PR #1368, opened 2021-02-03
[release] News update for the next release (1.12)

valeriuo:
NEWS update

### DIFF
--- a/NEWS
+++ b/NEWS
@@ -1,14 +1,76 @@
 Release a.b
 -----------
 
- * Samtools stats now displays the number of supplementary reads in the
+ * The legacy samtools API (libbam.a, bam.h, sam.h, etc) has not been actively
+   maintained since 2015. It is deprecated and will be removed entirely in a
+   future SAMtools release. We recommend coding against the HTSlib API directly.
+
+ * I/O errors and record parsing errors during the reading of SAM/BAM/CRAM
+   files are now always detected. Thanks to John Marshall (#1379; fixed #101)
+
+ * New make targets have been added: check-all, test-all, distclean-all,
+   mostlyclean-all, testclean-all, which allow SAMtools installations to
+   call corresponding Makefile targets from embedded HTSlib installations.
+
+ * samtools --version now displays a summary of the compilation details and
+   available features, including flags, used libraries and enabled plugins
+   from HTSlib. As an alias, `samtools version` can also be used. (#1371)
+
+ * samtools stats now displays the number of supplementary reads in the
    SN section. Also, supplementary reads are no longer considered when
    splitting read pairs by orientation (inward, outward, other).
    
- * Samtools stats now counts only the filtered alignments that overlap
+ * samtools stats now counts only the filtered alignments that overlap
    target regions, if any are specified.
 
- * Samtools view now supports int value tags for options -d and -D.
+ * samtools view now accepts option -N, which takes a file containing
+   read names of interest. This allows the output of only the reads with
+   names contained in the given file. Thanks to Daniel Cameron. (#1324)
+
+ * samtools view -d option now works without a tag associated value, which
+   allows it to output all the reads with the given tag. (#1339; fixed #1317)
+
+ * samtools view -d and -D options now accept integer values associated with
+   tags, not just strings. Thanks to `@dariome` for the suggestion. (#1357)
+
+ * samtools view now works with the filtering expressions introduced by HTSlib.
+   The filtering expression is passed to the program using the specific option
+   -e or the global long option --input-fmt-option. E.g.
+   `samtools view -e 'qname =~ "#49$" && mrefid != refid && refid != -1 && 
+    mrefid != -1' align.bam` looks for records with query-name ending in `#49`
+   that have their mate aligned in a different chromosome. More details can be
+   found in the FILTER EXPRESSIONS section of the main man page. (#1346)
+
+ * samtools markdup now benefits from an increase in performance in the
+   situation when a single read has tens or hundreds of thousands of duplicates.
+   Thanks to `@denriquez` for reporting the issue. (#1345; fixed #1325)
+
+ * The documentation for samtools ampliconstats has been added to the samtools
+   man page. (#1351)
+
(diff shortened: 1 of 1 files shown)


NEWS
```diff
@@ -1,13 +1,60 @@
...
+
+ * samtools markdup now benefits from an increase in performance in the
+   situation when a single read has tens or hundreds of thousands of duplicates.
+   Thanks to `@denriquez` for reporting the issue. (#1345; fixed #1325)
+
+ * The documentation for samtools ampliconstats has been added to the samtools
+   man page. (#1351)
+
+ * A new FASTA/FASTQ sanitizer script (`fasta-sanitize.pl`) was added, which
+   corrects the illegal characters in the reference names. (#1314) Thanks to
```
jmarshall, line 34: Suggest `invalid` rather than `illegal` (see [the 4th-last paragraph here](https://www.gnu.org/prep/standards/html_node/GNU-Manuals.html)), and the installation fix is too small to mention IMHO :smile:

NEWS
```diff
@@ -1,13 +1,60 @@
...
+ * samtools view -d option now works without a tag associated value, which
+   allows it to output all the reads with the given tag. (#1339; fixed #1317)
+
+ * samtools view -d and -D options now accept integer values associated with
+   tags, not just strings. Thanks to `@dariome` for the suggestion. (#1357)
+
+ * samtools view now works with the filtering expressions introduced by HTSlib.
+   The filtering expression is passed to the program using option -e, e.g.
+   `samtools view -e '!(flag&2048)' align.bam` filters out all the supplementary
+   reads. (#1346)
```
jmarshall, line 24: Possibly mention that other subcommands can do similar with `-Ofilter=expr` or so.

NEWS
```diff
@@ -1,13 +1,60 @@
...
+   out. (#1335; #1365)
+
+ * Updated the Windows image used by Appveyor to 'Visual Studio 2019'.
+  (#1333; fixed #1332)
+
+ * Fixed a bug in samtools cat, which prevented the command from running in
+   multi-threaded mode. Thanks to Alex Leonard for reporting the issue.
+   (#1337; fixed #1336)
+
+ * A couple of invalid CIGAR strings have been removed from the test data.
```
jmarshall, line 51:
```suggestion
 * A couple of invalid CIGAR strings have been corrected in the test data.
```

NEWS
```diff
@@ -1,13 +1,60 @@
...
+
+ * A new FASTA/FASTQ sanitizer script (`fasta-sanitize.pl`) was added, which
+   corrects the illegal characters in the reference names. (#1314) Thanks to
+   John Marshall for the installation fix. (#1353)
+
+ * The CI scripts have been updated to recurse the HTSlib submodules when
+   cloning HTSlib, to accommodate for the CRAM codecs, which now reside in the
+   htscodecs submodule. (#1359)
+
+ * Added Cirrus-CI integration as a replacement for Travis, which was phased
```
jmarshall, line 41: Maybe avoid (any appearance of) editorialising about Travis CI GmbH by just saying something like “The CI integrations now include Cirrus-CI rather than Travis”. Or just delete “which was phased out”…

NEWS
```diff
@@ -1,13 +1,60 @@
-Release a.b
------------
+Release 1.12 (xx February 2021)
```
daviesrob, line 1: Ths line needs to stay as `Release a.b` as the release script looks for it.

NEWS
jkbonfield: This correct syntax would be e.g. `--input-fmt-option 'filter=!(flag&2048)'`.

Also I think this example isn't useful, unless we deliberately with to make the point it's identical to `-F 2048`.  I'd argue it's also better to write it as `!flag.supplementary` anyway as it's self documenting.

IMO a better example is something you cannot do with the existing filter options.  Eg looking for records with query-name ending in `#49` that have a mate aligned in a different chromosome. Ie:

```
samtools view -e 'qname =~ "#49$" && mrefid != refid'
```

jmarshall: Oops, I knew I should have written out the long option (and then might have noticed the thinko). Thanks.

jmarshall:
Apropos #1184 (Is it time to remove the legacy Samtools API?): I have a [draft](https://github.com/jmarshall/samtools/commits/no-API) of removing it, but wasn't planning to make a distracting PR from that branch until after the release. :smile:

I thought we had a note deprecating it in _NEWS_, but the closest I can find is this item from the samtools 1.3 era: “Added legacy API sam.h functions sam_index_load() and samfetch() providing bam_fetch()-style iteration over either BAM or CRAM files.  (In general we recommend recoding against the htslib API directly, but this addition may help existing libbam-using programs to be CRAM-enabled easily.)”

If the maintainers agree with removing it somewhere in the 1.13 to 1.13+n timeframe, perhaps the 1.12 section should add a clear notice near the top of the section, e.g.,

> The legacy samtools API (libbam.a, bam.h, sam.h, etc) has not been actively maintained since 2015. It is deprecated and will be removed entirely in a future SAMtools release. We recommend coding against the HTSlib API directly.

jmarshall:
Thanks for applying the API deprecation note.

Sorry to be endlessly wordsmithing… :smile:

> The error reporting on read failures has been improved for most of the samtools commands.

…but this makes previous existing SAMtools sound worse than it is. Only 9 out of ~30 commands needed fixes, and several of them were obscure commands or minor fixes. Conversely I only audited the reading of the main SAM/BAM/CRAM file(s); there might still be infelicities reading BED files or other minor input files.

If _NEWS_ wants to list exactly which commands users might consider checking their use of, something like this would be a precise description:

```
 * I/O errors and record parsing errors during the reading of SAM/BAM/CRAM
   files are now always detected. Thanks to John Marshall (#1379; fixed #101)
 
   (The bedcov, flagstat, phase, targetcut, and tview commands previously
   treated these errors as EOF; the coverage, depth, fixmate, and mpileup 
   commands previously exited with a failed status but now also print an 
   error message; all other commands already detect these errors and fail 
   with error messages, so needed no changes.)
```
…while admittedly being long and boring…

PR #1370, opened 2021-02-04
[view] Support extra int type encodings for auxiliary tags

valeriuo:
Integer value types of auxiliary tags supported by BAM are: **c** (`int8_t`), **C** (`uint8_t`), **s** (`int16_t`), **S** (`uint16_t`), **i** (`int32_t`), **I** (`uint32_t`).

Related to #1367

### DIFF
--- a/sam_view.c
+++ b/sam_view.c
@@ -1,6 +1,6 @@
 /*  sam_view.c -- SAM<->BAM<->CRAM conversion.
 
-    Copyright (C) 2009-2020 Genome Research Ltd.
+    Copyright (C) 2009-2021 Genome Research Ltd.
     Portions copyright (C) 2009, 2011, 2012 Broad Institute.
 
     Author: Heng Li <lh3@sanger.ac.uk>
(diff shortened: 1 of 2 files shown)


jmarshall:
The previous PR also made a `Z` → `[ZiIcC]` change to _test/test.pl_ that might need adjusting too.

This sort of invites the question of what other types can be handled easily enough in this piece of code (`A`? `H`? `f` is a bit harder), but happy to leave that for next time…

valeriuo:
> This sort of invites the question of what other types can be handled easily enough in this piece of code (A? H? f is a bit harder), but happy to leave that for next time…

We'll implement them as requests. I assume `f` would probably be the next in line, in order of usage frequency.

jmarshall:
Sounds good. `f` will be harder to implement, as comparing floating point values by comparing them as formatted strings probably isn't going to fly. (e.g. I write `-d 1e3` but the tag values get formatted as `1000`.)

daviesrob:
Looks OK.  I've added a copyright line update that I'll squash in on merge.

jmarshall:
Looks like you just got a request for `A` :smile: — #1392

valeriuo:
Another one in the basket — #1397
··········
◆ **Task description**
Transcribe, exactly and without additions, the lines of the records above, beginning with the line that contains "jmarshall, line 41: Maybe" and ending with the line that contains "If the maintainers", both included.

◆ **Solution to the exercise**
jmarshall, line 41: Maybe avoid (any appearance of) editorialising about Travis CI GmbH by just saying something like “The CI integrations now include Cirrus-CI rather than Travis”. Or just delete “which was phased out”…

NEWS
```diff
@@ -1,13 +1,60 @@
-Release a.b
------------
+Release 1.12 (xx February 2021)
```
daviesrob, line 1: Ths line needs to stay as `Release a.b` as the release script looks for it.

NEWS
jkbonfield: This correct syntax would be e.g. `--input-fmt-option 'filter=!(flag&2048)'`.

Also I think this example isn't useful, unless we deliberately with to make the point it's identical to `-F 2048`.  I'd argue it's also better to write it as `!flag.supplementary` anyway as it's self documenting.

IMO a better example is something you cannot do with the existing filter options.  Eg looking for records with query-name ending in `#49` that have a mate aligned in a different chromosome. Ie:

```
samtools view -e 'qname =~ "#49$" && mrefid != refid'
```

jmarshall: Oops, I knew I should have written out the long option (and then might have noticed the thinko). Thanks.

jmarshall:
Apropos #1184 (Is it time to remove the legacy Samtools API?): I have a [draft](https://github.com/jmarshall/samtools/commits/no-API) of removing it, but wasn't planning to make a distracting PR from that branch until after the release. :smile:

I thought we had a note deprecating it in _NEWS_, but the closest I can find is this item from the samtools 1.3 era: “Added legacy API sam.h functions sam_index_load() and samfetch() providing bam_fetch()-style iteration over either BAM or CRAM files.  (In general we recommend recoding against the htslib API directly, but this addition may help existing libbam-using programs to be CRAM-enabled easily.)”

If the maintainers agree with removing it somewhere in the 1.13 to 1.13+n timeframe, perhaps the 1.12 section should add a clear notice near the top of the section, e.g.,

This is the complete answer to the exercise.